* [Directions] Scan the records for the string "seems". State how many lines contain it and add nothing.

╭─ Information shown

PR #1903, opened 2023-05-10
Add billing Cost CLI

Jayxuchen:
Release Notes
-------------

New Features
- Add `confluent billing cost list`

Checklist
---------
   * yes: ok

What
----

Adds new billing subcommand and cost subcommand. Allows CLI to call the [Cost API](https://confluentinc.atlassian.net/wiki/spaces/CS/pages/2930843726/WIP+1-Pager+Billing+Cost+Public+API).

References
----------

Test & Review
-------------

Local build and test against personal org.

Open Questions / Follow-ups
---------------------------


brianstrauch:
Thanks for the PR @Jayxuchen! Do you think it would make logical sense to move the `confluent admin payment` and `confluent admin promo` commands under `confluent billing` as a breaking change in the next major version? https://docs.confluent.io/confluent-cli/current/command-reference/admin/index.html#confluent-admin

internal/cmd/billing/command_cost_list.go
```diff
@@ -0,0 +1,107 @@
...
+
+	pcmd "github.com/confluentinc/cli/internal/pkg/cmd"
+	"github.com/confluentinc/cli/internal/pkg/output"
+)
+
+type command struct {
+	*pcmd.AuthenticatedCLICommand
+}
+
+type costOut struct {
```
brianstrauch, line 17: There are a lot of fields here... it seems likely that this will cause line wrapping on small terminals which could be a minor annoyance. Could any of these fields be removed or are they all important to the end user?

internal/cmd/billing/command_cost_list.go
```diff
@@ -0,0 +1,107 @@
...
+	return cmd
+}
+
+func (c *command) list(cmd *cobra.Command, args []string) error {
+	startDate := args[0]
+	endDate := args[1]
+
+	_, err := time.Parse("2006-01-02", startDate)
+	if err != nil {
+		return fmt.Errorf("invalid start date format, expected format should look like: 2022-01-01")
```
brianstrauch, line 55: Can you move this block to a function so we don't need to repeat the error?

internal/cmd/billing/command_cost_list.go
```diff
@@ -0,0 +1,107 @@
...
+			StartDate:         cost.GetStartDate(),
+			EndDate:           cost.GetEndDate(),
+			Granularity:       cost.GetGranularity(),
+			LineType:          cost.GetLineType(),
+			Product:           cost.GetProduct(),
+			NetworkAccessType: cost.GetNetworkAccessType(),
+			Unit:              cost.GetUnit(),
+		}
+
+		// These fields may be empty depending on the line type, so casting floats as strings as to avoid zero-value
```
brianstrauch, line 80: The downside of doing this is these values will have quotes around them for JSON/YAML output. Can you copy what we did in `confluent price list`? (We have separate `humanOut` and `serializedOut` structs)

internal/pkg/ccloudv2/billing.go
```diff
@@ -0,0 +1,53 @@
...
+		if err != nil {
+			return nil, err
+		}
+	}
+	return list, nil
+}
+
+func (c *Client) executeListCosts(startDate, endDate, pageToken string) (billing.BillingV1CostList, *http.Response, error) {
+	req := c.BillingClient.CostsBillingV1Api.ListBillingV1Costs(c.billingApiContext()).
+		PageSize(10000).
```
brianstrauch, line 46: Are you sure you want this to be so big?

Jayxuchen: yes, larger page size would be better here since our largest customers have over 10000 line items in a month.

internal/cmd/billing/command_cost_list.go
Jayxuchen: @brianstrauch  is there a way to separate critical fields from verbose fields? I believe all these fields would be important to customers.

internal/cmd/billing/command_cost_list.go
Jayxuchen: For serializedOut if we keep using a `float64`, would the problem still exist where the price is 0? My initial thought was that if the field was a pointer `*float64` and it was nil, it would be either excluded from JSON/YAML or empty in human form, but it seems like using pointer will just show the pointer value.

internal/cmd/billing/command_cost.go
```diff
@@ -0,0 +1,23 @@
...
+	*pcmd.AuthenticatedCLICommand
+}
+
+func (c *commandCost) newCostCommand() *cobra.Command {
+	cmd := &cobra.Command{
+		Use:   "cost",
+		Short: "Manage Confluent Cloud Billing Costs.",
+	}
+
+	cl := &commandList{c.AuthenticatedCLICommand}
```
brianstrauch, line 19: No need to define a `commandList` struct, we can use `command` for everything within `confluent billing`.

internal/cmd/billing/command_cost_list.go
```diff
@@ -0,0 +1,114 @@
...
+
+	"github.com/spf13/cobra"
+
+	pcmd "github.com/confluentinc/cli/internal/pkg/cmd"
+	"github.com/confluentinc/cli/internal/pkg/output"
+)
+
+type commandList struct {
+	*pcmd.AuthenticatedCLICommand
+}
```
brianstrauch, line 15:
```suggestion
```

internal/cmd/billing/command_cost_list.go
brianstrauch: We don't have anything like that. Typically the most important fields are ordered first. I'll suggest some renamings to make the field names shorter, which should save some space.

internal/cmd/billing/command_cost_list.go
```diff
@@ -0,0 +1,114 @@
...
+
+type costOut struct {
+	StartDate           string `human:"Start Date" serialized:"start_date"`
+	EndDate             string `human:"End Date" serialized:"end_date"`
+	Granularity         string `human:"Granularity" serialized:"granularity"`
```
brianstrauch, line 20: Do you mind writing some integration tests? I'd love to see an example of what this output looks like. Take a look at the `test/` directory!

internal/cmd/billing/command_cost_list.go
```diff
@@ -0,0 +1,114 @@
...
+	LineType            string `human:"Line Type" serialized:"line_type"`
+	Product             string `human:"Product" serialized:"product"`
+	ResourceId          string `human:"Resource ID" serialized:"resource_id"`
+	ResourceDisplayName string `human:"Resource Display Name" serialized:"resource_display_name"`
```
brianstrauch, line 24:
```suggestion
	ResourceId          string `human:"Resource ID" serialized:"resource_id"`
	ResourceName string `human:"Resource Name" serialized:"resource_name"`
```

internal/cmd/billing/command_cost_list.go
```diff
@@ -0,0 +1,114 @@
...
+	EnvironmentId       string `human:"Environment ID" serialized:"environment_id"`
+	NetworkAccessType   string `human:"Network Access Type" serialized:"network_access_type"`
+	Price               string `human:"Price" serialized:"price"`
+	Unit                string `human:"Unit" serialized:"unit"`
```
brianstrauch, line 28: We can combine these in the human output (should save us a column of space), and keep them separate in the serialized output.

internal/cmd/billing/command_cost_list.go
```diff
@@ -0,0 +1,114 @@
...
+	OriginalAmount      string `human:"Original Amount" serialized:"original_amount"`
+	DiscountAmount      string `human:"Discount Amount" serialized:"discount_amount"`
+	Amount              string `human:"Amount" serialized:"amount"`
+}
+
+func (c *commandList) newCostListCommand() *cobra.Command {
+	cmd := &cobra.Command{
+		Use:     "list <start-date> <end-date>",
```
brianstrauch, line 36: I'm thinking start date and end date should be required flags instead of arguments (for clarity).

internal/cmd/billing/command_cost_list.go
```diff
@@ -0,0 +1,114 @@
...
+	EnvironmentId       string `human:"Environment ID" serialized:"environment_id"`
+	NetworkAccessType   string `human:"Network Access Type" serialized:"network_access_type"`
+	Price               string `human:"Price" serialized:"price"`
+	Unit                string `human:"Unit" serialized:"unit"`
+	OriginalAmount      string `human:"Original Amount" serialized:"original_amount"`
+	DiscountAmount      string `human:"Discount Amount" serialized:"discount_amount"`
+	Amount              string `human:"Amount" serialized:"amount"`
+}
+
+func (c *commandList) newCostListCommand() *cobra.Command {
```
brianstrauch, line 34: Make sure to add examples!

internal/cmd/billing/command_cost_list.go
```diff
@@ -0,0 +1,114 @@
...
+	}
+
+	pcmd.AddOutputFlag(cmd)
+
+	return cmd
+}
+
+func (c *commandList) checkDateFormat(date string) error {
+	_, err := time.Parse("2006-01-02", date)
+	if err != nil {
```
brianstrauch, line 51: Doesn't matter too much here, but this syntax will help prevent bugs in the long run by limiting the scope of `err`.
```suggestion
	if _, err := time.Parse("2006-01-02", date); err != nil {
```

internal/cmd/billing/command_cost_list.go
brianstrauch: If the price is 0, is it not visible when it should be?

internal/cmd/billing/command_cost_test.go
```diff
@@ -0,0 +1,102 @@
...
+			NetworkAccessType: billingv1.PtrString("INTERNET"),
+			Price:             billingv1.PtrFloat64(0.123),
+			Unit:              billingv1.PtrString("GB"),
+			Amount:            billingv1.PtrFloat64(50.0),
+			OriginalAmount:    billingv1.PtrFloat64(50.0),
+		},
+	},
+}
+
+func (suite *CostTestSuite) SetupTest() {
```
brianstrauch, line 44: Ah, sorry to have you delete your code, but we're switching to a new (easier to write) form of integration tests, which you can find in the `test/` directory.

internal/cmd/command.go
```diff
@@ -126,6 +127,7 @@ func NewConfluentCommand(cfg *v1.Config) *cobra.Command {
 	cmd.AddCommand(shell.New(cmd, func() *cobra.Command { return NewConfluentCommand(cfg) }))
 	cmd.AddCommand(update.New(prerunner, cfg.Version, updateClient))
 	cmd.AddCommand(version.New(prerunner, cfg.Version))
+	cmd.AddCommand(billing.New(prerunner))
```
brianstrauch, line 130: Please insert in alphabetical order!

internal/pkg/ccloudv2/billing.go
brianstrauch: Oh wow, does it take a while to fetch when there are that many records?

internal/cmd/billing/command_cost_list.go
Jayxuchen: it's not visible for line types that price doesn't make sense for. For example Promo code amounts do not have unit prices, similarly Support costs do not have unit price since the amount is usage depedendent.

internal/pkg/ccloudv2/billing.go
Jayxuchen: We've seen the largest orgs (1 or 2 which are larger than everyone else) may take some time in the seconds, but on average it's still sub-second.
https://ccloud-production.datadoghq.com/apm/resource/cc-billing-service/opencensus/890b3a4ef53050d6?query=%40_top_level%3A1%20env%3Aprod%20service%3Acc-billing-service%20operation_name%3Aopencensus%20resource_name%3A%22GET%20%2Fbilling%2Fv1%2Fcosts%22&env=prod&spanType=service-entry&topGraphs=latency%3Alatency%2CbreakdownAs%3Apercentage%2Cerrors%3Acount%2Chits%3Acount&traces=qson%3A%28data%3A%28%29%2Cversion%3A%210%29&start=1683218550911&end=1683823350911&paused=false

internal/cmd/billing/command_cost_test.go
Jayxuchen: thanks @brianstrauch  i should've read the contribution guide :)

internal/cmd/billing/command_cost_list.go
brianstrauch: Makes sense, I don't think we've ever run in to this use case before. A temporary solution might be to create an `OptionalFloat64` type that overrides the `String()` function... let me think about this today and see if I can come up with a better solution.

internal/pkg/ccloudv2/billing.go
brianstrauch: Ok, this will be highest output-producing command, so we should test that printing 10k+ rows doesn't cause the terminal to stall.

internal/cmd/billing/command_cost_test.go
brianstrauch: No worries! Hopefully the other tests will be significantly easier to write.

internal/pkg/ccloudv2/billing.go
Jayxuchen: @brianstrauch  I can do this in the integration tests.

test/fixtures/output/billing/list.golden
```diff
@@ -0,0 +1,4 @@
+      Start Date      |      End Date       | Granularity |  Line Type  | Product | Resource ID | Resource Display Name | Environment ID | Network Access Type |   Price    | Unit | Original Amount | Discount Amount |   Amount     
+----------------------+---------------------+-------------+-------------+---------+-------------+-----------------------+----------------+---------------------+------------+------+-----------------+-----------------+--------------
+  2023-01-01 00:00:00 | 2023-01-02 00:00:00 | DAILY       | LINE_TYPE_1 | KAFKA   | lkc-123     | kafka_1               | env-123        | INTERNET            | 0.12300000 | GB   |     70.00000000 |     20.00000000 | 50.00000000
```
brianstrauch, line 3: Can we try to format the amounts for the human (non-serialized) output? There should be a helper function inside the `confluent price list` command.

Jayxuchen: I've intentionally kept the floating points to 8 decimal places since these are aggregated by daily amounts. If we truncate the decimal less then we've found that `sum(amounts)` would not match the month-end invoice due to rounding error.

internal/pkg/ccloudv2/billing.go
brianstrauch: I was more interested in seeing if large amounts of data would cause the terminal to freeze or crash (in practice, as opposed to integration tests)

test/fixtures/output/billing/list.golden
Jayxuchen: thanks, i've move the the function a separate util file under `pkg/utils` so both commands can use the same. It also helps us remove the `Unit` column.

internal/pkg/ccloudv2/billing.go
MuweiHe: +1 on this one

internal/cmd/billing/command_cost_list.go
```diff
@@ -0,0 +1,110 @@
...
+	LineType            string `human:"Line Type" serialized:"line_type"`
+	Product             string `human:"Product" serialized:"product"`
+	ResourceId          string `human:"Resource ID" serialized:"resource_id"`
+	ResourceDisplayName string `human:"Resource Display Name" serialized:"resource_display_name"`
+	EnvironmentId       string `human:"Environment ID" serialized:"environment_id"`
+	NetworkAccessType   string `human:"Network Access Type" serialized:"network_access_type"`
+	Price               string `human:"Price" serialized:"price"`
+	OriginalAmount      string `human:"Original Amount" serialized:"original_amount"`
+	DiscountAmount      string `human:"Discount Amount" serialized:"discount_amount"`
+	Amount              string `human:"Amount" serialized:"amount"`
```
MuweiHe, line 27: i assume none of these need omit-empty?

internal/cmd/billing/command_cost_list.go
```diff
@@ -0,0 +1,110 @@
...
+			NetworkAccessType: cost.GetNetworkAccessType(),
+		}
+
+		// These fields may be empty depending on the line type, so casting floats as strings as to avoid zero-value
+		if price, ok := cost.GetPriceOk(); ok {
+			out.Price = utils.FormatPrice(*price, cost.GetUnit())
+		}
+
+		if originalAmount, ok := cost.GetOriginalAmountOk(); ok {
+
```
MuweiHe, line 89: extra new line

internal/pkg/utils/bililng_utils.go
```diff
@@ -0,0 +1,24 @@
...
+)
+
+func FormatPrice(price float64, unit string) string {
+	priceStr := fmt.Sprint(price)
+
+	// Require >= 2 digits after the decimal
+	if strings.Contains(priceStr, ".") {
+		// Extend the remainder if needed
+		r := strings.Split(priceStr, ".")
+		for len(r[1]) < 2 {
```
MuweiHe, line 15: can we add a length check here to avoid potential panic? e.g. `invalid price format`

internal/cmd/billing/command_cost_list.go
brianstrauch: (and they should be `float64`)

test/fixtures/output/billing/list.golden
brianstrauch: Can you move it under `pkg/billing` instead?

internal/pkg/ccloudv2/billing.go
sgagniere: Another thing we might want to consider here is scrollback limits on user terminals. 10,000 lines should be within the default for most users at this point (default should be based on available memory), but it would still be annoying if a user had to change their terminal settings to see this output.

User-side pagination (let user tab through pages of results) is on our radar, and it might alleviate both mine and Brian's concerns.

internal/cmd/billing/command_cost_list.go
Jayxuchen: @brianstrauch  would output support `*float64`? That way we could differentiate between 0 value and empty field.

internal/pkg/utils/bililng_utils.go
Jayxuchen: Looks like go always adds decimal to floats, we have a test where the value is just integer
https://github.com/confluentinc/cli/blob/239787f52228072beffa13388feb54c5f86c28be/internal/cmd/price/command_list_test.go#L10

internal/cmd/billing/command_cost_list.go
```diff
@@ -82,19 +82,18 @@ func (c *command) list(cmd *cobra.Command, args []string) error {
...
 		if price, ok := cost.GetPriceOk(); ok {
-			out.Price = utils.FormatPrice(*price, cost.GetUnit())
+			out.Price = billing.FormatPrice(*price, cost.GetUnit())
 		}
 
 		if originalAmount, ok := cost.GetOriginalAmountOk(); ok {
-
-			out.OriginalAmount = fmt.Sprintf("%.8f", *originalAmount)
+			out.OriginalAmount = *originalAmount
 		}
```
brianstrauch: Is `out.OriginalAmount = cost.GetOriginalAmount()` equivalent?

test/fixtures/output/help/cloud.golden
```diff
@@ -8,6 +8,7 @@ Available Commands:
   api-key         Manage API keys.
   asyncapi        Manage AsyncAPI document tooling.
   audit-log       Manage audit log configuration.
+  billing         Manage Confluent Cloud Billing.
```
brianstrauch, line 11:
```suggestion
  billing         Manage Confluent Cloud billing.
```

test/test-server/billing_handler.go
```diff
@@ -16,9 +16,9 @@ func handleBillingCosts(t *testing.T) http.HandlerFunc {
 		case http.MethodGet:
 			var costList billingv1.BillingV1CostList
 
-			// test over 10000 entries to ensure command does not stall terminal
+			// test 20
 			var data []billingv1.BillingV1Cost
-			for i := 0; i < 10100; i++ {
+			for i := 0; i < 20; i++ {
```
brianstrauch, line 21: Do we need all 20 iterations, or is a smaller number like 2 enough?

internal/cmd/billing/command_cost_list.go
Jayxuchen: @brianstrauch i noticed this issue, it prints out the pointer value instead of the actual value:
image

internal/cmd/billing/command_cost_list.go
Jayxuchen: ah yes i originally did this hoping that i could use pointer values to determine nil vs non-nil value but I dont think that's supported as i mentioned [here](https://github.com/confluentinc/cli/pull/1903#discussion_r1218794121)

internal/cmd/billing/command_cost_list.go
Jayxuchen: I dont think the `omitempty` works either for floats, as i still see 0 in the test.

go.mod
```diff
@@ -104,6 +104,7 @@ require (
 	github.com/bufbuild/protocompile v0.4.0 // indirect
 	github.com/c-bata/go-prompt v0.2.6 // indirect
 	github.com/cenkalti/backoff v2.2.1+incompatible // indirect
+	github.com/confluentinc/ccloud-sdk-go-v2/billing v0.3.0
```
MuweiHe, line 107: did you run `go mod tidy`? This should be grouped together with other packages in ccloud-sdk-go-v2

internal/cmd/billing/command.go
```diff
@@ -0,0 +1,23 @@
...
+
+type command struct {
+	*pcmd.AuthenticatedCLICommand
+}
+
+func New(prerunner pcmd.PreRunner) *cobra.Command {
+	cmd := &cobra.Command{
+		Use:         "billing",
+		Short:       "Manage Confluent Cloud billing.",
+		Annotations: map[string]string{pcmd.RunRequirement: pcmd.RequireCloudLogin},
```
brianstrauch, line 17: We haven't implemented API key support for endpoints like yours yet. Will do soon!
```suggestion
		Annotations: map[string]string{pcmd.RunRequirement: pcmd.RequireNonApiKeyCloudLogin},
```

internal/cmd/billing/command.go
```diff
@@ -0,0 +1,23 @@
...
+	}
```
brianstrauch, line 18:
```suggestion
	}
	
```

internal/cmd/billing/command.go
```diff
@@ -0,0 +1,23 @@
...
+	c := &command{pcmd.NewAuthenticatedCLICommand(cmd, prerunner)}
+	c.Command.AddCommand(c.newCostCommand())
+
+	return c.Command
```
brianstrauch, line 22:
```suggestion
	cmd.AddCommand(c.newCostCommand())

	return cmd
```

internal/cmd/billing/command_cost_list.go
brianstrauch: Thoughts on this @Jayxuchen? IMO, B is a bit more clear than A:

A:
```
confluent billing cost list 01-02-2003 01-03-2002
```

B:
```
confluent billing cost list --start-date 01-02-2003 --end-date 01-03-2002
```

internal/cmd/billing/command_cost_list.go
```diff
@@ -0,0 +1,108 @@
...
+	}
+
+	pcmd.AddOutputFlag(cmd)
+
+	return cmd
+}
+
+func (c *command) checkDateFormat(date string) error {
+	if _, err := time.Parse("2006-01-02", date); err != nil {
+		return fmt.Errorf("expected format should look like: 2022-01-01")
```
brianstrauch, line 47:
```suggestion
		return fmt.Errorf("must be formatted as: YYYY-MM-DD")
```

brianstrauch: It's unclear if month or day goes first if they're both "01"!

internal/cmd/billing/command_cost_list.go
```diff
@@ -0,0 +1,108 @@
...
+
+	return nil
+}
+
+func (c *command) list(cmd *cobra.Command, args []string) error {
+	startDate := args[0]
+	endDate := args[1]
+
+	err := c.checkDateFormat(startDate)
+	if err != nil {
```
brianstrauch, line 58:
```suggestion
	if err := c.checkDateFormat(startDate); err != nil {
```

internal/cmd/billing/command_cost_list.go
```diff
@@ -0,0 +1,108 @@
...
+		return fmt.Errorf("invalid start date: %s", err.Error())
```
brianstrauch, line 59:
```suggestion
		return fmt.Errorf("invalid start date: %v", err)
```

internal/pkg/billing/billing_utils_test.go
```diff
@@ -0,0 +1,22 @@
...
+	"testing"
+
+	"github.com/stretchr/testify/assert"
+)
+
+func TestFormatPrice(t *testing.T) {
+	assert.Equal(t, "$1.00 USD/GB", FormatPrice(1, "GB"))
+	assert.Equal(t, "$1.20 USD/GB", FormatPrice(1.2, "GB"))
+	assert.Equal(t, "$1.23 USD/GB", FormatPrice(1.23, "GB"))
+	assert.Equal(t, "$1.23456 USD/GB", FormatPrice(1.23456, "GB"))
```
brianstrauch, line 13: We really only need one of these assertions, since these cases are covered in the test underneath now!

internal/pkg/ccloudv2/billing.go
```diff
@@ -0,0 +1,55 @@
...
+		StartDate(startDate).
+		EndDate(endDate)
```
brianstrauch, line 50:
```suggestion
	req := c.BillingClient.CostsBillingV1Api.ListBillingV1Costs(c.billingApiContext()).PageSize(10000).StartDate(startDate).EndDate(endDate)
```

internal/pkg/ccloudv2/billing.go
```diff
@@ -0,0 +1,55 @@
...
+	if pageToken != "" {
+		req = req.PageToken(pageToken)
+	}
+	return c.BillingClient.CostsBillingV1Api.ListBillingV1CostsExecute(req)
```
brianstrauch, line 54:
```suggestion
	return req.Execute()
```

test/fixtures/output/billing/list.golden
```diff
@@ -0,0 +1,5 @@
+      Start Date      |      End Date       | Granularity |  Line Type  |     Product     | Resource ID | Resource Display Name | Environment ID | Network Access Type |     Price     | Original Amount | Discount Amount | Amount  
+----------------------+---------------------+-------------+-------------+-----------------+-------------+-----------------------+----------------+---------------------+---------------+-----------------+-----------------+---------
+  2023-01-01 00:00:00 | 2023-01-02 00:00:00 | DAILY       | LINE_TYPE_1 | KAFKA           | lkc-0       | kafka_1               | env-123        | INTERNET            | $0.123 USD/GB | $70.00          | $20.00          | $50.00
```
brianstrauch, line 3: Do we need to print the start time here too? It looks like it's always 00:00:00... will that ever change?

test/fixtures/output/billing/list_invalid_format.golden
```diff
@@ -0,0 +1,15 @@
+Error: accepts 2 arg(s), received 1
```
brianstrauch, line 1: This looks more like a test for a missing argument than an invalid format as its name suggests.

test/fixtures/output/billing/list_missing_arg.golden
```diff
@@ -0,0 +1,15 @@
+Error: accepts 2 arg(s), received 1
```
brianstrauch, line 1: We typically don't include tests like this one, up to you though!

test/test-server/billing_handler.go
```diff
@@ -0,0 +1,65 @@
...
+)
+
+// Handler for: "/billing/v1/costs"
+func handleBillingCosts(t *testing.T) http.HandlerFunc {
+	return func(w http.ResponseWriter, r *http.Request) {
+		switch r.Method {
+		case http.MethodGet:
+			var costList billingv1.BillingV1CostList
+
+			// test 20
```
brianstrauch, line 21:
```suggestion
```

test/test-server/billing_handler.go
```diff
@@ -0,0 +1,65 @@
...
+	"github.com/stretchr/testify/require"
+
+	billingv1 "github.com/confluentinc/ccloud-sdk-go-v2/billing/v1"
+)
+
+// Handler for: "/billing/v1/costs"
+func handleBillingCosts(t *testing.T) http.HandlerFunc {
+	return func(w http.ResponseWriter, r *http.Request) {
+		switch r.Method {
+		case http.MethodGet:
```
brianstrauch, line 18: Looks like there's only one case in this `switch`, so we can probably just omit it entirely.

go.mod
Jayxuchen: oh i just noticed there's two separate require sections, which is why go mod tidy didn't re-order

Jayxuchen:
@brianstrauch updated to use `confluent billing cost list --start-date 01-02-2003 --end-date 01-03-2002`

test/fixtures/output/billing/list.golden
Jayxuchen: yes, so if we query for multiple days of costs, it will aggregate based on the granularity (currently only daily). So one row will have `2023-01-01 00:00:00 - 2023-01-02 00:00:00` and the next row could have `2023-01-02 00:00:00 - 2023-01-03 00:00:00`

test/fixtures/output/billing/list_invalid_format.golden
Jayxuchen: my mistake right, updating the test to actually test format error.

test/fixtures/output/billing/list.golden
brianstrauch: So granularity is going to be able to be changed in the future? Can we remove the timestamp if the granularity is a multiple of a day?

internal/cmd/billing/command_cost_list.go
```diff
@@ -0,0 +1,119 @@
...
+	Price               string `human:"Price,omitempty" serialized:"price,omitempty"`
+	OriginalAmount      string `human:"Original Amount" serialized:"original_amount"`
+	DiscountAmount      string `human:"Discount Amount,omitempty" serialized:"discount_amount,omitempty"`
+	Amount              string `human:"Amount,omitempty" serialized:"amount,omitempty"`
+}
+
+func (c *command) newCostListCommand() *cobra.Command {
+	cmd := &cobra.Command{
+		Use:     "list --start-date <start-date> --end-date <end-date>",
+		Example: "list  --start-date 2023-01-01  --end-date 2023-01-10",
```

╰─

* [Written solution] 2